Comparison of Cl−-absorption in the intestine of the seawater- and freshwater-adapted eel, Anguilla anguilla: Evidence for the presence of an Na-K-Cl cotransport system on the luminal membrane of the enterocyte
Abstract
The mechanism(s) of absorption of chloride ions (Cl-absorption), as measured by the short-circuit current (Isc, μA·cm−2), was investigated in the intestinal middle part of the seawater-(SW) and the freshwater-(FW) adapted eel. Tissues, mounted in an Ussing chamber and continuously perfused by gravity flow on both sides with 20 mM HCO3− - 1% CO2 Ringer's solution at pH 8.0, developed a serosa-negative transepithelial voltage (Vt, mV) and an Isc that were both lower in FW-adapted than in SW-adapted eels.
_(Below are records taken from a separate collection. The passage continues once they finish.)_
PR #71, opened 2015-05-23
feat(update): Add update command

PWKad:
This adds the ability to update official aurelia dependencies in one command

### DIFF
--- a/src/commands/updater.js
+++ b/src/commands/updater.js
@@ -1,0 +1,14 @@
+import * as logger from '../lib/logger';
+import * as updater from '../lib/updater';
+
+var cli = process.AURELIA;
+
+// Updater
+//
+// Executable Command for updating Aurelia
+export function action(options) {
+  logger.log(options)
+  logger.log('Updating Aurelia...');
+  logger.log('-----------------------------------');
+  updater.update(options);
+}
--- a/src/lib/updater/index.js
+++ b/src/lib/updater/index.js
@@ -1,0 +1,120 @@
+import * as logger from '../logger';
+import * as installer from '../installer';
+import * as spawnPromise from '../spawn-promise';
+var util = require('util')
+  , fs = require('fs')
+  , SpawnPromise = spawnPromise.SpawnPromise;
+
+function update(options) {
+  if (options.nuclear){
+    logger.log('Going NUCLEAR!')
+    logger.log('Clearing jspm packages...');
+    moveJSPMPackages(function(){
+      logger.log('Clearing npm packages...');
+      moveNPMPackages(function(){
+        normalUpdate();
+      });
+    });
+  } else {
+    logger.log('Updating normally...');
+    normalUpdate();
+  }
+}
+
+function unbundle(){
+  logger.log('Running jspm unbundle');
+  return SpawnPromise({
+    command: 'jspm',
+    args: ['unbundle']
+  });
+}
+
+function normalUpdate(){
+  var updateCommands = [];
+  var repoList = readConfigJs();
+  unbundle().then(function(){
+    installer.runNPMInstall(function(){
+      logger.log('Successfully npm installed');
+      logger.log('Updating all aurelia libs');
+      repoList.forEach(repo => {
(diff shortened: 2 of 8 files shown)


PWKad:
@joelcoxokc @zewa666 @ahmedshuhel The only issue remaining that I see is jspm clean is run too early once the first promise is resolved.  Gladly accept any ideas for fixing that otherwise we can open an issue to add that as an enhancement to spawn-promise which should resolve that issue.

src/commands/updater.js
```diff
@@ -0,0 +1,14 @@
+import * as logger from '../lib/logger';
```
zewa666: So according to our last discussion should we do this one via `require`?

src/lib/updater/index.js
```diff
@@ -0,0 +1,120 @@
...
+  var updateCommands = [];
+  var repoList = readConfigJs();
+  unbundle().then(function(){
+    installer.runNPMInstall(function(){
+      logger.log('Successfully npm installed');
+      logger.log('Updating all aurelia libs');
+      repoList.forEach(repo => {
+        updateCommands.push({ command: 'jspm', args: ['install', repo]})
+      });
+      SpawnPromise(updateCommands)
```
zewa666: Guess this is what you meant with the synchronous multi execution. Guess we should, as mentioned in the gitter channel, use something like Bluebirds Promise.join feature

src/lib/updater/index.js
```diff
@@ -0,0 +1,120 @@
...
+  });
+}
+
+function moveJSPMPackages(done){
+  fs.rename('./jspm_packages', './jspm_packages_backup', done);
+}
+
+function moveNPMPackages(done){
+  fs.rename('node_modules', 'node_modules_backup', done);
+}
```
zewa666: If you'd like to rewrite those to promises you can use bluebirds promisifyAll feature. https://github.com/petkaantonov/bluebird/blob/master/API.md#promisepromisifyallobject-target--object-options---object

src/lib/updater/index.js
```diff
@@ -0,0 +1,120 @@
...
+          for (var p in v) {
+            if (!v.hasOwnProperty(p))
+              continue;
+            cfg[c][p] = v[p];
+          }
+        }
+        else
+          cfg[c] = v;
+      }
+    },
```
zewa666: Phew that one's really hard to read. Now this is only my opinion so feel free to ignore if you don't like it but I'd add braces even on single step if's as it makes the code more readable. Next the variable naming convention makes understanding this section quite hard, so longer more descriptive names could help.

src/start.js
```diff
@@ -127,4 +127,26 @@ export function start() {
...
+          , info : 'Blow it up'
+          , required: false
+        },
+      });
+
+      // logger.log('  Examples:');
+      // logger.log();
+      // logger.log('    $ aurelia plugin -a i18n');
+      // logger.log('    $ aurelia p -r i18n -c');
+      // logger.log();
```
zewa666: Are those comments meant as an example output of the --help method above?

src/lib/updater/index.js
PWKad: Yeah most of this is borrowed from [jspm config loader](https://github.com/jspm/jspm-cli/blob/master/lib/config/loader.js#L68-L92) for now until I can find a way to take advantage of that loader through their api.

src/start.js
PWKad: Good question, I had that there uncommented before but I noticed that all of the examples were commented above in the same file.  Actually while reading it those are from the plugin anyway so need to remove.

joelcoxokc: I have actually not been adding braces around simple conditions... I think braces are only necessary if the condition block is large.

for example I wouldn't use braces here

```javascript
if (1 === num)
    return 'yes';
```

joelcoxokc: I like this PR. I would like to merge. 

Or would you rather wait for my PR with the updated spawnPromise?

joelcoxokc:
@PWKad Would you like me to convert this PR to our new API?

PR #73, opened 2015-05-24
fix(cmd-new-init)

### LINKED ISSUE #62: command-init --env installs on every execution.
When `init --env` is executed, it will install a new project. We need to first check if a project already exists. Then prompt the developer on whether he would like to install a project or not.

### LINKED ISSUE #69: command-init not running properly

joelcoxokc:
Refactored cli, placing everything on env
Create prompts for new command

fix resolves #69 
fix resolves #62

### DIFF
--- a/.gitignore
+++ b/.gitignore
@@ -4,3 +4,4 @@ bower_components
 .idea
 .DS_STORE
 *.swp
+.blog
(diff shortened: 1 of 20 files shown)


joelcoxokc:
Merging PR #75 will automatically merge this.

Bilateral removal of Na+ or Cl− from the bathing solutions reduced both electrical variables to zero. Removal of K+ from or addition of Ba2+ (1 mM) to the luminal bath markedly decreased Isc and Vt. When a K+-free plus Ba2+-containing solution perfused the lumen, Isc and Vt were almost completely abolished. Luminal bumetanide (10−5 M), an inhibitor of Na+-K+-2Cl− cotransport, reduced Isc and Vt by about 90% in a few minutes.
Amiloride (10−3 M) and DIDS (4,4′-diisothiocyanostilbene-2,2-disulphonic acid; 10−4 M), inhibitors of Na+/H+ and Cl−/HCO3− exchangers, and hydrochlorothiazide (10−4 M), an inhibitor of the Na-Cl symport, had no effect on Isc and Vt when added luminally. Serosal ouabain (10−3 M) abolished Isc and Vt in about 30 min. All the above experimental manoeuvres led to similar results in both SW-adapted and FW-adapted eels.
The data suggest that in the intestine of both SW and FW eels, Cl−-absorption is mediated by a luminally located neutral Na+-K+-2Cl− cotransport system. The basolaterally located Na+, K+-ATPase, by generating an inwardly directed electrochemical gradient for Na+, provides the driving force for the active accumulation of Cl− by the electroneutral cotransporter. The K+ accumulated is refluxed by a Ba2+-inhibitable luminal K+ conductance. © 1992 Wiley-Liss, Inc.